FlashDepth: Real-time Streaming Video Depth Estimation at 2K Resolution

This repository contains the official implementation of
FlashDepth: Real-time Streaming Video Depth Estimation at 2K Resolution (ICCV 2025 Highlight)

Installation

We recommend creating a conda environment then installing the required packages using our setup_env.sh script. Note that the mamba package should be installed from our local folder and the torch version should be 2.4 (as of early May 2025, Mamba2 does not work if compiling torch 2.5 and above).

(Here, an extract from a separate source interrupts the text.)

PR #4094, opened 2019-04-08
Call p2pservice.connect_network() once on start

maaktweluit:
Golem always started with some duplicate peer warnings.

When looking into this i found that `p2pservice.connect_network()` is called twice, causing duplicate peer connections.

conda create -n flashdepth python=3.11 --yes
conda activate flashdepth
bash setup_env.sh

Downloading Pretrained Models

We provide three checkpoints on huggingface. They correspond to FlashDepth (Full), FlashDepth-L, and FlashDepth-S, respectively, as referenced in the paper. Generally, FlashDepth-L is most accurate and FlashDepth (Full) is fastest, but we recommend using FlashDepth-L when the input resolution is low (e.g. short side less than 518).

Save the checkpoints to configs/flashdepth/iter_43002.pth, configs/flashdepth-l/iter_10001.pth, and configs/flashdepth-s/iter_14001.pth, respectively.

Inference

To run inference on a video:

torchrun train.py --config-path configs/flashdepth inference=true eval.random_input=<path to video> eval.outfolder=output

The output depth maps (as npy files) and mp4s will be saved to configs/flashdepth/output/. Change the configs path to use another model. We provide some examples:

torchrun train.py --config-path configs/flashdepth inference=true eval.random_input=examples/video1.mp4 eval.outfolder=output
torchrun train.py --config-path configs/flashdepth inference=true eval.random_input=examples/video2.mp4 eval.outfolder=output

**If you run into TypeError: Invalid NaN comparison errors, add eval.compile=false to the command.

Training

As reported in the paper, training is split into two stages. We first train FlashDepth-L and FlashDepth-S at resolution 518x518. Then, we train FlashDepth (Full) at higher resolution. To train the first stage, download the Depth Anything V2 checkpoints and save them to checkpoints.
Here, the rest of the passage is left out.